• New Horiz · Feb 1994

    Review

    Neurologic monitoring in the intensive care unit.

    • D W Crippen.
    • Department of Critical Care Medicine, St. Francis Medical Center, Pittsburgh, PA.
    • New Horiz. 1994 Feb 1;2(1):107-20.

    AbstractAggressive methods of decreasing oxygen consumption, such as therapeutic musculoskeletal paralysis, are used in patients with marginal oxygen delivery associated with cardiac and respiratory insufficiency. This is especially true of new mechanical ventilation methods designed to decrease tidal volume and peak airway pressures. Agitation and delirium associated with brain failure also have become an important source of abnormally increased oxygen consumption in ICU patients.
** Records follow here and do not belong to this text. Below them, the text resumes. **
PR #1254, opened 2025-11-25
Fix quadrature rule tests

termi-official:
... not testing the actual integration of the functions

### DIFF
--- a/test/test_quadrules.jl
+++ b/test/test_quadrules.jl
@@ -22,7 +22,7 @@ using Ferrite: reference_shape_value
             for order in orderrange
                 f = (x, p) -> sum([x[i]^p for i in 1:length(x)])
                 qr = QuadratureRule{shape}(rulename, order)
-                @test integrate(qr, (x) -> f(x, 2 * order - 1)) ≈ 0.0; atol = 1.0e-14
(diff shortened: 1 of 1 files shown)


test/test_quadrules.jl
```diff
@@ -59,7 +59,7 @@ using Ferrite: reference_shape_value
         dim = 3
         for order in orderrange
             qr = QuadratureRule{RefTetrahedron}(rulename, order)
-            @test integrate(qr, g) - 0.14 < 0.01
+            @test abs(integrate(qr, g) - 0.142857142857143) < 0.01 / order^2
```
KnutAM: Where is the number coming from? Could you add a comment how you got it? 

And I guess a more canonical test should be? 
```suggestion
            @test integrate(qr, g) \approx 0.142857142857143; atol = 0.01 / order^2
```
(Same suggestion with \approx for other tests)

termi-official: > Could you add a comment how you got it?

I do not understand why this is unclear, so I expaned the string explaining it on top of the testset further.

KnutAM: Sorry, I just didn't find that link when reviewing 😅 But anyways nice with the doi ref!

PR #1255, opened 2025-11-26
Add Lagrange{RefTetrahedron,3}

termi-official:


src/interpolations.jl
```diff
@@ -2132,3 +2207,69 @@ adjust_dofs_during_distribution(::Nedelec{RefHexahedron, 1}) = false
 function get_direction(::Nedelec{RefHexahedron, 1}, shape_nr, cell)
     return get_edge_direction(cell, shape_nr) # shape_nr = edge_nr
 end
+
+# TODO where to put this? I am a lazy man and I won't compute this by hand.
```
KnutAM: Seems like this should be a macro or generated function?

termi-official: Not 100% sure yet. This is for now just a template to get things started on higher order element generators, as we can simply generate these in a systematic way.

src/interpolations.jl
```diff
@@ -932,6 +933,80 @@ function reference_shape_value(ip::Lagrange{RefTetrahedron, 2}, ξ::Vec{3}, i::I
     throw(ArgumentError("no shape function $i for interpolation $ip"))
 end
 
+###################################
+# Lagrange RefTetrahedron order 3 #
+###################################
+getnbasefunctions(::Lagrange{RefTetrahedron, 3}) = 20
```
AbdAlazezAhmed, line 939: maybe 
```suggestion
getnbasefunctions(::Lagrange{RefTetrahedron, order}) where order = (order+1)*(order+2)*(order+3)÷6

```
would be beneficial in the future

src/interpolations.jl
AbdAlazezAhmed: Maybe 
```julia
@generated function do_magic(::Lagrange{RefTetrahedron, order}, ξ::Vec{3, Float64}, i::Int) where {order}

    N = 0
    for p₃ in 0:order
        for p₂ in 0:(order - p₃)
            for p₁ in 0:(order - p₃ - p₂)
                N += 1
            end
        end
    end

    @assert N == 20
    xs = reference_coordinates(Lagrange{RefTetrahedron, order})
    V = zeros(N, N)
    j = 0
    for p₃ in 0:order
        for p₂ in 0:(order - p₃)
            for p₁ in 0:(order - p₃ - p₂)
                j += 1
                for i in 1:N
                    x = xs[i]
                    V[i, j] = x[1]^p₁ * x[2]^p₂ * x[3]^p₃
                end
            end
        end
    end
    C = inv(V)' # These are our coefficients
    ex = :(    ξ_x = ξ[1];
    ξ_y = ξ[2];
    ξ_z = ξ[3];)
    for i in 1:N
        j = 0
        x = xs[i]
        ex_i = :(0.0)
        for p₃ in 0:order
            for p₂ in 0:(order - p₃)
                for p₁ in 0:(order - p₃ - p₂)
                    j += 1
                    ex_i = :($ex_i + $(C[i, j]) * ξ_x^$p₁ * ξ_y^$p₂ * ξ_z^$p₃)
                end
            end
        end
        ex = :($ex; i == $i && return $ex_i)
    end

    return ex
end
```
```julia
julia> @benchmark Ferrite.do_magic($ip, $(Vec(-0.0,-0.0,-0.0)),$(1))
BenchmarkTools.Trial: 10000 samples with 1000 evaluations per sample.
 Range (min … max):  4.882 ns … 20.719 ns  ┊ GC (min … max): 0.00% … 0.00%
 Time  (median):     5.008 ns              ┊ GC (median):    0.00%
 Time  (mean ± σ):   5.030 ns ±  0.389 ns  ┊ GC (mean ± σ):  0.00% ± 0.00%

   ▅     █▂                                                   
  ▅█▆▃▂▂▄██▄▂▂▂▂▁▂▂▂▁▂▄▄▃▂▂▂▂▂▂▂▂▁▁▂▂▂▂▁▁▁▂▂▂▂▁▁▂▂▁▁▁▁▁▂▂▁▁▂ ▃
  4.88 ns        Histogram: frequency by time        5.86 ns <

julia> @benchmark Ferrite.reference_shape_value($ip, $(Vec(-0.0,-0.0,-0.0)),$(1))
BenchmarkTools.Trial: 10000 samples with 1000 evaluations per sample.
 Range (min … max):  4.581 ns … 9.742 ns  ┊ GC (min … max): 0.00% … 0.00%
 Time  (median):     4.619 ns             ┊ GC (median):    0.00%
 Time  (mean ± σ):   4.673 ns ± 0.209 ns  ┊ GC (mean ± σ):  0.00% ± 0.00%

   ▅█                                                        
  ▂██▂▂▂▂▄▄▂▂▂▂▂▂▂▂▂▂▂▄▂▂▂▂▂▂▂▁▂▂▂▁▂▂▂▂▁▁▁▁▁▁▁▂▁▂▂▂▂▂▁▁▁▁▁▂ ▂
  4.58 ns        Histogram: frequency by time       5.53 ns <

 ```
 compiler vroom

src/interpolations.jl
termi-official: For the arbitrary order case yes.

src/interpolations.jl
termi-official: I moved everything here for the generator https://gist.github.com/termi-official/2d7f0c5e3cc8ea94921fab08395ab292 . Once I am advanced enough I will move a cleaner version of these into Forge.jl

KnutAM:
As discussed on slack, I think we should consider adding @AbdAlazezAhmed's `@generated` approach instead of more higher order manually implemented versions. At least define the following carefully

Can we have some rule-based system to decide which interpolations
1) Should have a manual (as current) implementations in base Ferrite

Hemodynamic deterioration from the effects of musculoskeletal hyperactivity can precipitate angina, heart failure, and cardiac arrhythmias by increasing myocardial work and oxygen consumption in the face of a fixed coronary artery output. Escalated doses of sedatives, followed by oppressive hemodynamic and ventilatory side-effects, sometimes indicate the need for therapeutic musculoskeletal paralysis to quickly control life-threatening agitation syndromes. Cerebral-function monitoring with portable, noninvasive, computer-processed monitors allows quick recognition of brain functions under titrated, suspended animation in real time, facilitating modulation of therapy when the visual clues of neuronal function disappear.